William "Bill" Bowen

Veteran American Banjoist "Bill" Bowen died on January 21st at the age of 82 and with his passing the world has lost a player who did much to enhance the banjo scene during his lifetime.

"Bill" Bowen had been repairing a piano action at his home (for many years he had been a service manager for one of the largest piano houses in Jersey City and, although retired for some twelve years, he still did work for them in the vicinity of his home) and having promised to return it to the school on that Monday had failed to contact the man who helped him bring it to his home. Becoming impatient, his daughter Huldah offered to help him put it in his car. After some effort, they managed to get it in the car but, noting his obvious distress, his daughter told him he should go inside and rest. Mr. Bowen agreed, saying he thought he had a touch of indigestion. He walked to his garage about 20 feet away, put his hand out to support himself and slid to the ground. He was dead when Huldah reached him.

William ("Bill") D. Bowen was born in New Jersey on December 18th, 1880, and was a self-taught player of the banjo. As a youth of 15, he was appearing before large audiences and amazing his hearers with the cleverness of his playing, earning for him the appellations of "the boy wonder," "the Paderewski of the strings", and "the Mozart of the banjo". At one time during his early professional career, "Bill" Bowen had the distinction of holding up business on the New York Stock Exchange while many prominent brokers listened to his spirited music carried by tele­phone wires from a concert at which he was playing in Sag Harbor, Long Island.

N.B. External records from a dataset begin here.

PR #11555, opened 2016-01-14
fix liveblog layout on preview

johnduffell:
Preview is treating liveblogs as articles rather than liveblogs which is causing the layout to be dodgy.  On article it actually looks at the path to see it it contains /live/ before deciding whether it's a liveblog.

On preview it seems to go through standalone's routes which just gets the items from capi and then finds a controller to deal with it.  This could be a live blog so making it retrieve the blocks, otherwise the liveblogs will appear in a bad format.

This shouldn't cause a big impact on bandwidth as I think standalone is only used for preview etc.

@rich-nguyen I think my assumptions are good there regarding where standalone is used?


stephanfowler:
:+1:

rich-nguyen:
:+1:

PR #11557, opened 2016-01-14
Apply a "frontendarchive" omniture param for cleaned, pressed pages.

JustinPinner:
So that we can differentiate NGW archived pages vs. legacy R2-sourced pages in omniture data.

cc @jennysivapalan


jennysivapalan:
:+1: :chart_with_upwards_trend:

PR #12706, opened 2016-04-27
New galleries: refactor hero image to improve display

OliverJAsh:
# Before

The header and top ad overlapped the hero image.

image
# After

The header and top ad no longer overlap the hero image.

image
# Notes

All the good stuff happens in https://github.com/guardian/frontend/commit/c34f1cd4cb39eb1898ad4e44c5f4bfd94b13be78. The other commits are small refactors in preparation for this refactor.

This took quite a lot of refactoring to achieve. Our HTML is now structured like so:

```
.immersive-header-content
  .top-ad
  .header
  .main-media
```

The container, `immersive-header-content`, has a `min-height` of `100vh` and uses flexbox. This allows us to flex `main-media` to whatever space remains after `top-ad` and `header`.

To pull this off we've had to pull the `main-media` and content title out of the article and up next to the header. We still have a hidden content title in the article for SEO purposes.

According to [Google’s Structured Data Testing Tool](https://developers.google.com/structured-data/testing-tool/), there appears to be no difference in our structured data (/cc @johnduffell):

image
# To do

In future PRs:
- [ ] Use picture el
- [ ] Apply these immersive styles to other immersive content (articles) and remove styles for the old technique

PR #12722, opened 2016-04-28
Refactor img helper

NataliaLKB:
## What does this change?

There are some places where you don't want to use the whole scala img helper, you just want to use `<picture>` element. This change makes that much easier. 

I will mention that @OliverJAsh 's PR https://github.com/guardian/frontend/pull/12706 can also use this instead of the current `` being used.

Makes the code a bit more dry, and hopefully easier to read (renaming to `imageFigure` and `image` instead of just `img`)


NataliaLKB:
As a side benefit, this PR also reserves the space in Galleries for all images before they load, greatly reducing JANK.

applications/app/views/fragments/galleryHeader.scala.html
```diff
@@ -6,7 +6,7 @@
 <header class="content__head is-fixed-height tonal__head tonal__head--@toneClass(gallery.item)">
     @* Hidden because we visually show this data in the head, but needed
     here for SEO. *@
-    <h1 class="is-hidden" itemprop="headline" class="is-hidden">@Html(gallery.item.trail.headline)</h1>
```
OliverJAsh: Oops, thanks!

common/app/views/fragments/image.scala.html
```diff
@@ -0,0 +1,59 @@
...
+    @picture.largestImage.map{ largestImage =>
+        <div
+        class="u-responsive-ratio@if(isFeature && isShowcase) { u-responsive-ratio--letterbox}"
+            @if(isFeature && isShowcase) {} else {style="padding-bottom: @{"%.2f".format(100 * largestImage.height.toDouble / largestImage.width)}%"}
+        >
+    }
+
+    <picture>
+        @* IE 9 needs this workaround as per https://scottjehl.github.io/picturefill/ *@
+            <!--[if IE 9]><video style="display: none;"><![endif]-->
```
OliverJAsh: Indentation is a bit off here and the IE comment below.

common/app/views/main.scala.html
```diff
@@ -31,8 +31,7 @@
         @defining(
             page.item.content.trail.trailPicture.head
         ) { picture =>
-            <img src="http:@Html(ImgSrc.findNearestSrc(picture, Profile(width = Some(2200))).getOrElse(""))"
-            class="immersive-main-media__img">
+            @fragments.image(picture, imageAltText = "")
```
OliverJAsh: We could use the caption as alt text?

common/app/views/fragments/image.scala.html
```diff
@@ -0,0 +1,59 @@
+@import layout.ContentWidths.MainMedia
+@import views.support.ImgSrc
+
+@(
+    picture: model.ImageMedia,
+    isShowcase: Boolean = false,
+    isFeature: Boolean = false,
+    widths: layout.WidthsByBreakpoint =  MainMedia.inline,
```
OliverJAsh: Galleries main media will currently be using the default `widths` specified here. Do we need to specify our own `widths`?

applications/app/views/fragments/galleryHeader.scala.html
NataliaLKB: 😉

common/app/views/main.scala.html
NataliaLKB: Would this mean the caption would be read twice?

OliverJAsh:
I think there are two(?) other instances of the picture el in our source code. Could we de-dupe those too?

NataliaLKB:
There is one other instance of `<picture>` used by facia cards. The parameters are quite a bit different, which is probably why it wasn't using the img helper to begin with. 

It would add much more complexity to the now simple image helper. I am not sure if its worth it.

common/app/views/fragments/image.scala.html
NataliaLKB: Thanks, this has been addressed 😄

common/app/views/main.scala.html
OliverJAsh: I think we also need a `widths` value here, we'll probably have to create a new one?

NataliaLKB: Yes agreed. I will add that to this PR.

applications/app/views/fragments/newGalleryBody.scala.html
```diff
@@ -74,30 +74,7 @@ <h2 class="fc-container__header__title">
...
-                            sizes="@breakpointWidth.width"
-                            srcset="@ImgSrc.srcsetForBreakpoint(breakpointWidth, widths.breakpoints, maybePath = None, maybeImageMedia = Some(imageElement.images))" />
-                        }
-                    }
-
-                    <!--[if IE 9]></video><![endif]-->
-
-                    <img class="gallery__img gallery__img@if(image.width >= image.height) {--landscape} else {--portrait}"
-                    itemprop="contentUrl"
-                        style="max-width: calc(@{image.width.toFloat/image.height} * 96vh)"
```
OliverJAsh: As discussed, let's make sure the max-width still applies with the new img

common/app/views/main.scala.html
OliverJAsh: Related: I was thinking perhaps we should rename `ImmersiveMedia.immersive` to `ImmersiveMedia.inline`?

OliverJAsh: Actually ignore that!

applications/app/views/fragments/newGalleryBody.scala.html
NataliaLKB: This has been fixed, please take a look when you have time @OliverJAsh

OliverJAsh:
👍

OliverJAsh:
Awesome work 😄

NataliaLKB:
😊

PR #12723, opened 2016-04-28
Add Fabric dependency

jbreckmckye:
We have to specify creative templates as dependencies in breakout-iframe.js, else the _require_ for them in the iframe parser will break in prod - they're not available on any bundle.

This adds the new fabric expandable video.

@regiskuckaertz


regiskuckaertz:
👍

PR #12725, opened 2016-04-28
Fix parallax scrolling for fabric ads

rich-nguyen:
This fixes an issue with fabric content caused by me when I changed the initialisation order of fabric-v1


jbreckmckye:
👍

PR #12727, opened 2016-04-28
Changing optimal image widths for galleries

NataliaLKB:
## What does this change?

For the new gallery design, images appear bigger on most breakpoints. This change means that the correct image width will be available. 

Downside: Images for the old galleries will be requested too big on desktop breakpoints. However, this will only be for a week until Galleries are fully replaced.

cc @OliverJAsh

### DIFF
--- a/common/app/layout/WidthsByBreakpoint.scala
+++ b/common/app/layout/WidthsByBreakpoint.scala
@@ -236,10 +236,13 @@ object ContentWidths {
 
   object GalleryMedia {
     val inline = WidthsByBreakpoint(
-      mobile          = Some(445.px),
-      mobileLandscape = Some(610.px),
-      phablet =         Some(620.px),
-      tablet =          Some(700.px)) // desktop, leftCol, and wide are also 700px
+      mobile          = Some(480.px),
+      mobileLandscape = Some(660.px),
+      phablet =         Some(700.px),
+      tablet =          Some(700.px), // TODO: Change to 480 when new galleries is merged
+      desktop =         Some(720.px),
+      leftCol =         Some(880.px),
+      wide =            Some(1010.px))
 
     val lightbox = WidthsByBreakpoint(
       mobile =          Some(465.px),


OliverJAsh:
👍

common/app/layout/WidthsByBreakpoint.scala
```diff
@@ -236,10 +236,13 @@ object ContentWidths {
...
-      mobileLandscape = Some(610.px),
-      phablet =         Some(620.px),
-      tablet =          Some(700.px)) // desktop, leftCol, and wide are also 700px
+      mobile          = Some(480.px),
+      mobileLandscape = Some(660.px),
+      phablet =         Some(700.px),
+      tablet =          Some(700.px), // TODO: Change to 480 when new galleries is merged
+      desktop =         Some(720.px),
+      leftCol =         Some(880.px),
+      wide =            Some(1010.px))
```
paperboyo: This is displayed at 1040px wide on widest BP at 100% forcing upsizing by the browser which, in turn, reduces quality and introduces interpolation artifacts. Other sizes are also not exactly as they appear on page. BTW, I wonder how this works for portrait images that are now shown fluidly at the viewport height...

OliverJAsh: > BTW, I wonder how this works for portrait images that are now shown fluidly at the viewport height...

It looks pretty bad on a portrait device because the image is downloaded by width rather than height. We can update the value in our `sizes` attribute to fix this, so it downloads by the max of height/width, but it's a bit fiddly: codepen.io/tigt/post/when-responsive-images-get-ugly#height-and-width-constrained-srcset. I got it to work on http://samefourchords.com/ though :-)

paperboyo: So it's almost always scaled. Sometimes up, sometimes down... For fixed size portrait images, @rich-nguyen's plan would work: https://github.com/guardian/frontend/issues/12216#issuecomment-196869603, but for the fluid ones, we would have to have a clever mechanism, similar to what @gtrufitt mentioned re:immersives (https://github.com/guardian/frontend/pull/12775#issuecomment-216855041), so that only _meaningful_ viewport height changes initiates a new request... That's quite a bit of work, no? (I will be 👀 , though).

What about the simple case of landscapes shown at different width to requests - maybe at least this can be fixed before the rollout?

P.s. I like how it works at https://samefourchords.com/! But there are too many new requests for my liking.

too-many-requests

I would adjust the logic, so that the smaller images (for when the viewport's height shrinks) are not new requests, but downsized, already downloaded ones. I would also initiate a higher res uploads at looser steps, maybe. As a last point I would love for the page (image in view) to always stay put and not disappear from view when you change viewport height (orientation). See?! Now I'm commenting on your private projects , oh gawd! 🙀  Zakopane's cool, if a tad too touristy...

paperboyo: Unnecessarily downloading lower resolution sources from the set when the viewport shrinks (instead of just shrinking already downloaded ones) looks like a bug (or bad policy decision) on Firefox’s part. All other browsers I tested do not trigger extra downloads (test page https://samefourchords.com/2014/11/01/zakopane-poland):

## Chrome 51:
chrome 51
---
## Firefox 47 (same on 49 :sob:):
firefox 47
---
I couldn’t find a related bugzilla entry or anything at all TBH, just someone having the same problem: https://www.sitepoint.com/community/t/img-srcset-firefox-loads-too-many-images/219162...

One could argue that lower resolution images may look better at native res not having to undergo resizing and not exhibiting related interpolation artifacts, but one would be wrong, of course.

paperboyo:
Unnecessarily downloading lower resolution sources from the set when the viewport shrinks (instead of just shrinking already downloaded ones) looks like a bug (or bad policy decision) on Firefox’s part. All other browsers I tested do not trigger extra downloads (test page https://samefourchords.com/2014/11/01/zakopane-poland):

## Chrome 51:
chrome 51
---
## Firefox 47 (same on 49 :sob:):
firefox 47
---
I couldn’t find a related bugzilla entry or anything at all TBH, just someone having the same problem: https://www.sitepoint.com/community/t/img-srcset-firefox-loads-too-many-images/219162...

One could argue that lower resolution images may look better at native res not having to undergo resizing and not exhibiting related interpolation artifacts, but one would be wrong, of course.

PR #12728, opened 2016-04-28
remove server side ab buckets

johnduffell:
As suggested by @TBonnin in https://github.com/guardian/fastly-edge-cache/pull/615 I have temporarily removed the unused server side ab test buckets.  See that PR for more details on why.


TBonnin:
👍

Later he toured the vaudeville circuits with Mark King in a sketch called "Dooley & Son" which was written to highlight his banjo playing and the demand for encores often interfered with the progress of the sketch. As one critic at the time wrote, "He fairly made the banjo talk!"

Subsequently, Bowen was associated with Fred van Eps in concert work at the old New York Theatre and their duets won praise from all sections of the press. On this page, we reproduce a photograph of these two great banjoists as they were at that time.

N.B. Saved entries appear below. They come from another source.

PR #12731, opened 2016-04-28
AB test https

JustinPinner:
## What does this change?

Sets up an (initially 0%) AB test for site-wide https.

Lets us discover if there are any areas that need further work before https can be enabled universally.

No. Or at least it _shouldn't_.
## Screenshots

One thing at a time! I just want to get it running without breaking anything first.
## Request for comment

@sndrs @desbo and anyone else who's an AB veteran.

### DIFF
--- a/static/src/javascripts/projects/common/modules/experiments/tests/https-test.js
+++ b/static/src/javascripts/projects/common/modules/experiments/tests/https-test.js
@@ -18,7 +18,7 @@ define([
         function getCookieValue(cookieName) {
             var cookieArray = document.cookie.split(';'),
                 cookieVal;
-            for(i = 0; i < cookieArray.length; i++) {
+            for(var i = 0; i < cookieArray.length; i++) {
                 var c = cookieArray[i].split('='),
                     n = c[0].trim(),
                     v = c[1].trim();
@@ -38,8 +38,8 @@ define([
             {
                 id: 'mvt-https',
                 test: function () {
-                    if(document.location.href.startsWith("http:")) {
-                        document.cookie = "https_opt_in=true; expires=Thu, 26 May 2016 22:59:59 GMT";
+                    if(document.location.href.startsWith('http:')) {
+                        document.cookie = 'https_opt_in=true; expires=Thu, 26 May 2016 22:59:59 GMT';
                         document.location = document.location.href.replace('http:','https:');
                     }
                 }
--- a/static/src/javascripts/projects/common/modules/experiments/tests/https-test.js
+++ b/static/src/javascripts/projects/common/modules/experiments/tests/https-test.js
@@ -4,7 +4,7 @@ define([
     cookies
 ) {
     return function () {
-        this.id = 'https-test';
+        this.id = 'HttpsTest';
         this.start = '2016-04-28';
         this.expiry = '2016-05-26';
         this.author = 'Justin Pinner';
--- a/static/src/javascripts/projects/common/modules/experiments/tests/https-test.js
+++ b/static/src/javascripts/projects/common/modules/experiments/tests/https-test.js
@@ -1,0 +1,49 @@
+define([
+], function (
+) {
+    return function () {
+        this.id = 'https-test';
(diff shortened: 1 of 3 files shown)


desbo:
It might be better to do this in fastly or play so we can send a redirect without having to wait for the JS to load?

When the plectrum-banjo started to enjoy a great vogue in the U.S., "Bill" Bowen, a versatile and progressive player, quickly acclimatised himself to the new trend and became a pre-eminent plectrum artist. In 1927, he led the William L. Lange Enter­tainers in a weekly evening broadcast from station WOR, New York City. Responsible for the thirty-minute broadcasts, Mr. Bowen selected his programmes with care and often featured his own banjo compositions and arrangements. At one time he also directed his own orchestra at the Hotel Robert Treat in Newark, N.J.

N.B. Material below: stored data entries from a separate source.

PR #12735, opened 2016-04-29
trackAds module

regiskuckaertz:
Second trial, this time with a **vengeance**.

cc @OliverJAsh @jbreckmckye @JonNorman

### DIFF
--- a/static/src/javascripts/projects/common/modules/commercial/article-body-adverts.js
+++ b/static/src/javascripts/projects/common/modules/commercial/article-body-adverts.js
@@ -7,7 +7,8 @@ define([
     'common/modules/commercial/dfp/dfp-api',
     'common/modules/commercial/track-ad',
     'common/modules/commercial/create-ad-slot',
-    'common/modules/commercial/commercial-features'
+    'common/modules/commercial/commercial-features',
+    'lodash/functions/memoize'
 ], function (
     Promise,
     $,
@@ -17,7 +18,8 @@ define([
     dfp,
     trackAd,
     createAdSlot,
-    commercialFeatures
+    commercialFeatures,
+    memoize
 ) {
 
     /* bodyAds is a counter that keeps track of the number of inline MPUs
@@ -111,8 +113,8 @@ define([
     // the decoupling between the spacefinder algorithm and the targeting
     // in DFP: we can only know if a slot can be removed after we have
     // received a response from DFP
-    function waitForMerch() {
-        trackAd('dfp-ad--im').then(function (isLoaded) {
+    var waitForMerch = memoize(function waitForMerch() {
+        return trackAd('dfp-ad--im').then(function (isLoaded) {
             return isLoaded ? 0 : addArticleAds(2, getRules());
         }).then(function (countAdded) {
             return countAdded === 2 ?
@@ -123,7 +125,7 @@ define([
                 $('.ad-slot--inline').each(dfp.addSlot);
             }
         });
-    }
+    });
 
     function init() {
         if (!commercialFeatures.articleBodyAdverts) {
@@ -152,6 +154,10 @@ define([
     }
 
     return {
-        init: init
+        init: init,
+
+        '@@tests': {
+            waitForMerch: waitForMerch
+        }
     };
 });
--- a/static/src/javascripts/projects/common/modules/commercial/article-body-adverts.js
+++ b/static/src/javascripts/projects/common/modules/commercial/article-body-adverts.js
@@ -3,9 +3,9 @@ define([
     'common/utils/$',
     'common/utils/config',
     'common/utils/detect',
-    'common/utils/mediator',
     'common/modules/article/space-filler',
     'common/modules/commercial/dfp/dfp-api',
+    'common/modules/commercial/track-ad',
     'common/modules/commercial/create-ad-slot',
     'common/modules/commercial/commercial-features'
 ], function (
@@ -13,9 +13,9 @@ define([
     $,
     config,
     detect,
-    mediator,
     spaceFiller,
     dfp,
+    trackAd,
     createAdSlot,
     commercialFeatures
 ) {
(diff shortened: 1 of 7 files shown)


static/src/javascripts/projects/common/modules/commercial/track-ad.js
```diff
@@ -0,0 +1,30 @@
+define([
+    'Promise',
+    'common/utils/mediator'
+], function(Promise, mediator) {
+    return trackAd;
+
+    function trackAd(id) {
```
jbreckmckye: Should this be a method? And should it be working over mediator?

static/src/javascripts/projects/common/modules/commercial/sticky-top-banner.js
```diff
@@ -35,13 +37,7 @@ define([
...
-    var topAdRenderedPromise = new Promise(function (resolve) {
-        mediator.on('modules:commercial:dfp:rendered', function (event) {
-            var dfpAdSlotId = 'dfp-ad--top-above-nav';
-            var isEventForTopAdBanner = event.slot.getSlotElementId() === dfpAdSlotId;
-            if (isEventForTopAdBanner) { resolve(); }
-        });
-    });
+    var topAdRenderedPromise = trackAd('dfp-ad--top-above-nav');
 
     var getAdIframe = function () { return $('iframe', $adBanner); };
```
OliverJAsh: Is the below worth abstracting i.e. `trackRubiconAd`?

static/src/javascripts/projects/common/modules/commercial/track-ad.js
regiskuckaertz: dfp-api: good idea!
mediator: I don't understand your question

static/src/javascripts/projects/common/modules/commercial/track-ad.js
```diff
@@ -0,0 +1,30 @@
...
+        return new Promise(function (resolve, reject) {
+            var onAdLoaded = function (event) {
+                if (event.slot.getSlotElementId() === id) {
```
rich-nguyen: maybe we could have mediator emit an event specific to the slot. So instead of listening to `modules:commercial:dfp:rendered`, we listen to `modules:commercial:dfp:rendered:slotId`

static/src/javascripts/projects/common/modules/commercial/sticky-top-banner.js
regiskuckaertz: I don't know to be honest, this is a very isolated case, although we are thinking of using the messaging API more often. What do @jbreckmckye @uplne @Calanthe think?

static/src/javascripts/projects/common/modules/commercial/track-ad.js
jbreckmckye: We're basically broadcasting an event over mediator, which is itself just listening to a googletag event. If this method existed inside DFP, would we even need to pass the render messages to mediator at all?

static/src/javascripts/projects/common/modules/commercial/track-ad.js
```diff
@@ -0,0 +1,30 @@
...
+                    unlisten();
+                    resolve(!event.isEmpty);
```
jbreckmckye: Should _trackAd_'s interface be to return a success code, or should the promise return the event for the advert in question, given its generic-sounding name?

static/src/javascripts/projects/common/modules/commercial/track-ad.js
regiskuckaertz: I guess it depends if we want to let modules listen to all rendering events (unless mediator handles wildcard listeners?)

The next step is to get rid of mediator altogether. Knowing if an ad has rendered is a stateful query, events are stateless and transient.

static/src/javascripts/projects/common/modules/commercial/track-ad.js
regiskuckaertz: Do we have a use case for that? I'm wary of storing in memory objects we don't really control, such as the [`Slot`](https://developers.google.com/doubleclick-gpt/reference#googletagslot) object in this case.

static/src/javascripts/projects/common/modules/commercial/track-ad.js
regiskuckaertz: Yes indeed. That what I'd like to do next, but it's a bit more work—trackAd is stateful (this is why `Promise` is much better than `mediator`).

static/src/javascripts/projects/common/modules/commercial/track-ad.js
jbreckmckye: I don't have a use case for it, I just wasn't sure if I'd expect a boolean as part of the interface. I suppose it's fine.

regiskuckaertz: You're right, with such a name one would expect to know when an ad _changes_ state, not only when it is rendered.

static/src/javascripts/projects/common/modules/commercial/sticky-top-banner.js
jbreckmckye: What are we proposing, exactly?

static/src/javascripts/projects/common/modules/commercial/track-ad.js
jbreckmckye: I would agree that we should track lifecycle with promises, not events. The biggest issue with events is that your listeners must always be registered before the adverts are loaded, which is a kind of coupling across concerns. The other is that each thing that cares about the state of your adverts maintains its own copy of the ad's state.

You could implement a promise-based interface in dfp-api without too much trouble, I reckon:

```javascript
dfpApi.trackAd = memoize((adSlotId) => {
	const advert = adverts[adSlotId];
	const isRendered = advert && advert.isRendered;

	return new Promise((resolve, reject) => {
		if (isRendered) {
			resolve(true);
		} else {
			mediator.once('modules:commercial:dfp:rendered:' + adSlotId, event => {
				const adLoaded = !event.isEmpty;
				resolve(adLoaded);
			});
		}
	});
});
```

static/src/javascripts/projects/common/modules/commercial/article-body-adverts.js
```diff
@@ -151,6 +154,10 @@ define([
     }
 
     return {
-        init: init
+        init: init,
+
+        '@@tests': {
```
jbreckmckye: Not necessarily saying this is the right approach, but you _could_ avoid testing the internals of the module if your init function returned the promise that came from `waitForMerch()`.

jbreckmckye:
I don't have any objections to this as is. Let's :ship:

johnduffell:
this one's been around a while, is it dead or alive? 💀

regiskuckaertz:
I want to add memoization as suggested by @jbreckmckye , otherwise there is no point in providing this API, and also moving closer to DFP. When I have time though 😅

johnduffell:
fair enough! might be better to close and reopen

PR #12738, opened 2016-04-29
Verbose logging in config agent

piuccio:
The trait now logs which client is in use, otherwise there's no way to check that cross account communication is actually working


JonNorman:
:+1:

With the passing years, "Bill" Bowen re­turned to his first love, the finger-style banjo and, despite his age, his lightning-fast fingers could still faultlessly render the difficult selections of such classics as "Valse" (Chopin), "Miserere from '11 Trovatore, and "Zigeunerweisen" (Sarasate). It is true to say his banjo technique was equaled by few others. He was ever willing to pass on his know­ledge to aspiring banjoists and many well-known players in the States attained success under his guidance. Among the most pro­minent of these was Miss Shirley Spaulding, probably the most famous of all female banjoists in the U.S.A. "Bill" Bowen's original compositions for the banjo have included "Banjo Shuffle", "Stepping Out", "A Ragtime Sneeze", "Sweet Dreams Mazurka", "Thoroughbred March", "Marche de Concert", "Ye Old Stone House Dance", "Flaming Melody”, "Nifty Notes”, "Intonation", "Ban Bow", "Falling Meteors", "Caprice Characteristic", and "Fond Recollections". His "Master Method for the Plectrum Banjo" was published by the Wm. J. Smith Music Co., in New York City in 1928.

At a concert held in New Rochelle, N.Y. on December 9th, 1950, the unrivalled par­tnership of "Bill" Bowen and Fred van Eps was renewed and numbers they included in their "act" were "Nola" (Arndt) and "Yankee Land" (Hoffman). He was the featured artist at the 1956 American Guild Convention when he made a great hit with such numbers as "Stepping Out," "Calico Rag," Morley's "Crackerjack" and his own arrangement of "Schon Rosmarin."

In January 1961, he fell and dislocated his hip and spent six weeks in hospital but back home he quickly took up his banjo playing again and, despite his advancing years, he sel­dom missed a meeting of the American Banjo Fraternity. The American banjo world has lost one of its finest and greatest players.